§ Required work: Return every line of the data below that includes the string "astropy".
-------- Dataset content
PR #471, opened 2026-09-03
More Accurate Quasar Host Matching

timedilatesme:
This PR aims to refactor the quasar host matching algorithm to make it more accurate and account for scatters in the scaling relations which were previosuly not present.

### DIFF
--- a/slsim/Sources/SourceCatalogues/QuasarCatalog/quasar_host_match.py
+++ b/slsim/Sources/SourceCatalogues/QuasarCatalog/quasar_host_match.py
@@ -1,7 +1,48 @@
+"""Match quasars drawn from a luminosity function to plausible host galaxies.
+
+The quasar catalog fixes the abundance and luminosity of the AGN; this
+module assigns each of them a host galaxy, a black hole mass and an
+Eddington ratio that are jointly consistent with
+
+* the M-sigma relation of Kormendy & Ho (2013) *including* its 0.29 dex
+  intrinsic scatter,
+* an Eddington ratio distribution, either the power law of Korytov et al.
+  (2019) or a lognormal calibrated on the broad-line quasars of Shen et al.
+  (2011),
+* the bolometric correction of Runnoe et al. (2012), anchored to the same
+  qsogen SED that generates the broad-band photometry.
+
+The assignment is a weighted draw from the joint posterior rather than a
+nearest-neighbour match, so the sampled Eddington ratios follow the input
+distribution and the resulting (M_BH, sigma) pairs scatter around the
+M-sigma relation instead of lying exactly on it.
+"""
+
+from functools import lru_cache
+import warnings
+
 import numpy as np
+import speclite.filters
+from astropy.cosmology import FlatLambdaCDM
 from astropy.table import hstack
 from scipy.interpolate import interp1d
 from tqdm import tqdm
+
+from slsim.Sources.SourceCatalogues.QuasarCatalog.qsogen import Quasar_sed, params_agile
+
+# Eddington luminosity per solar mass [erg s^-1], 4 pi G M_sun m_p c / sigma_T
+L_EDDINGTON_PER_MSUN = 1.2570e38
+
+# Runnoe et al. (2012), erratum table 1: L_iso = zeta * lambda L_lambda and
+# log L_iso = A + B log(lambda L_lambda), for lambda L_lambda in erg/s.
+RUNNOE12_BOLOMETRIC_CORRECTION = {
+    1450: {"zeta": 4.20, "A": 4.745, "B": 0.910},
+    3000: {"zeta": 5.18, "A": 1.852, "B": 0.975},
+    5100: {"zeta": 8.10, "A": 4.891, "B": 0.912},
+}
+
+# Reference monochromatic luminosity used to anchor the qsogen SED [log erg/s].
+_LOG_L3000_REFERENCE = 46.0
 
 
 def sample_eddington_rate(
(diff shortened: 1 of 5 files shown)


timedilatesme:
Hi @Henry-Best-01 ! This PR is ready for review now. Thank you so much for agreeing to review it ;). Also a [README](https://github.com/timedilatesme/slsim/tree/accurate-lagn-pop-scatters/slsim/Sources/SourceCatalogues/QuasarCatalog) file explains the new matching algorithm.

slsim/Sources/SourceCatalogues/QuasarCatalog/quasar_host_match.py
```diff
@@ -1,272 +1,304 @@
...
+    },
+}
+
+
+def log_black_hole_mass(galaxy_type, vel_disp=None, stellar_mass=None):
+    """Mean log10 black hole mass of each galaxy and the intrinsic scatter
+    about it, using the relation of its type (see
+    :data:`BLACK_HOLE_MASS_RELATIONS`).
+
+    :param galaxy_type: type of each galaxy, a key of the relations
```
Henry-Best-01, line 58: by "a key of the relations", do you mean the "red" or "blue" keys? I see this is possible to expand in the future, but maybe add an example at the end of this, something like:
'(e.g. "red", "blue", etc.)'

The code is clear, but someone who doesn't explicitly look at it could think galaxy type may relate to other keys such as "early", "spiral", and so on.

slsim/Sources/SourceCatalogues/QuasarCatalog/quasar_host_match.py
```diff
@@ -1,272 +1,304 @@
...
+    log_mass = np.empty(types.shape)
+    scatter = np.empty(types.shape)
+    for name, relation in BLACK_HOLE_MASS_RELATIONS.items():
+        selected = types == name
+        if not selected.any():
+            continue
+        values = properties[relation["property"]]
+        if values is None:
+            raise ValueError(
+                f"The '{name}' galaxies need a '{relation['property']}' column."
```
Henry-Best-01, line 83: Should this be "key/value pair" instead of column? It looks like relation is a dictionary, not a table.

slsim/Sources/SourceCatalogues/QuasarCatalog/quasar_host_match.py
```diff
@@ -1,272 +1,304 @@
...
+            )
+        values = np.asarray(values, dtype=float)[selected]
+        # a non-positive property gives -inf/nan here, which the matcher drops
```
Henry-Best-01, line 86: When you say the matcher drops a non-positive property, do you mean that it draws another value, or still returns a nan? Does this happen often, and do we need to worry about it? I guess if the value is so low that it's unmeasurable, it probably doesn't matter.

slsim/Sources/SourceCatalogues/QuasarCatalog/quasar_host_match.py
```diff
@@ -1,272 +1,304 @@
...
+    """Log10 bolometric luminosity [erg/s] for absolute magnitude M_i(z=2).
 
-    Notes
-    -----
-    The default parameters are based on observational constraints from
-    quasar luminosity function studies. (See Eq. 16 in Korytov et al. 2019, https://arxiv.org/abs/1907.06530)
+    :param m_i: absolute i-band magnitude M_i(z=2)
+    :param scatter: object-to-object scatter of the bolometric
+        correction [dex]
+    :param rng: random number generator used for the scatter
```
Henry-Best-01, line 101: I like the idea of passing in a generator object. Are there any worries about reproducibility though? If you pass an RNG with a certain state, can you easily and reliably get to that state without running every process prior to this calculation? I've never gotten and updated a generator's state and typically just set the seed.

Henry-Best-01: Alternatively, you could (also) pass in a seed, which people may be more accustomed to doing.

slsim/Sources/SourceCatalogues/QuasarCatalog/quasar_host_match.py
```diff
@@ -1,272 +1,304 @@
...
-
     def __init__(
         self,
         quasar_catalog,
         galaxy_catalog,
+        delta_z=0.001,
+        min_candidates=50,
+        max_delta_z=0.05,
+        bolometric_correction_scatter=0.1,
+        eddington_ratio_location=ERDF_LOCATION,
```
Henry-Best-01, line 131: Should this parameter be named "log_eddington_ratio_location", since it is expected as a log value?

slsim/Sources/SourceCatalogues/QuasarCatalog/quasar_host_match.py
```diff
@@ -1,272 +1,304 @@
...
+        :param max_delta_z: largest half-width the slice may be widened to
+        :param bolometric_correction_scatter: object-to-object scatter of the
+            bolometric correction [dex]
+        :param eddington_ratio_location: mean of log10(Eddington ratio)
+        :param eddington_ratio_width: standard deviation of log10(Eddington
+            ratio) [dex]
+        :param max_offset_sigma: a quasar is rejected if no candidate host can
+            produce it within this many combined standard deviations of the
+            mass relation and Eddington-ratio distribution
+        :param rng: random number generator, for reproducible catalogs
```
----------------
§ Exercise solution:
+from astropy.cosmology import FlatLambdaCDM
 from astropy.table import hstack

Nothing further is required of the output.